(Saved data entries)
● ● ●

PR #3288, opened 2024-05-02
VMAccess Fix - Add user to wheel group in Mariner 2.0 before running 'su'

mayankdaruka-msft:
VMAccess tests have been failing on Mariner 2.0 because the non-root user is executing a 'su' command to determine the validity of the username-password combination for an account, without having permissions to do so.

In Mariner, the user has to be added to wheel group before running a 'su' command. This PR introduces a fix to add the user to wheel group first.

### DIFF
--- a/microsoft/testsuites/vm_extensions/runtime_extensions/vmaccess.py
+++ b/microsoft/testsuites/vm_extensions/runtime_extensions/vmaccess.py
@@ -13,11 +13,14 @@ from lisa import (
     TestSuiteMetadata,
     simple_requirement,
 )
-from lisa.operating_system import BSD
+from lisa.operating_system import BSD, CBLMariner
 from lisa.sut_orchestrator import AZURE
 from lisa.sut_orchestrator.azure.features import AzureExtension
 from microsoft.testsuites.vm_extensions.runtime_extensions.common import (
     create_and_verify_vmaccess_extension_run,
+)
+from lisa.tools import (
+    Usermod,
 )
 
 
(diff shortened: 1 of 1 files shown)


microsoft/testsuites/vm_extensions/runtime_extensions/vmaccess.py
```diff
@@ -77,9 +80,16 @@ def _validate_password(
...
+    if isinstance(node.os, CBLMariner):
+        if node.os.information.version >= "2.0.0":
+            # In Mariner 2.0, there is a security restriction that only allows wheel group users to use 'su' command
+            # Add current user (specified during VM creation) to wheel group in Mariner
+            node.tools[Usermod].add_user_to_group("wheel", sudo=True)
+
     # simple command to determine if username password combination is valid/invalid
     node.execute(
-        cmd=f'echo "{password}" | su --command true - {username}',
+        cmd=f'echo "{password}" | su --command true {username}',
```
squirrelsc, line 99: Does it need to remove the `-`?

squirrelsc: Please call `add_secret(password)` to add the password into secrets, so it won't appear in the log.

mayankdaruka-msft: It should be without the `-`. That seems to not work on Mariner as well.

squirrelsc:
@LiliDeng LGTM

LiliDeng (approved):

● ● ●

_EXERCISE PROMPT_: The answer to this exercise is one number: how many lines of the records above contain the string "running".

_WRITTEN RESPONSE_: 2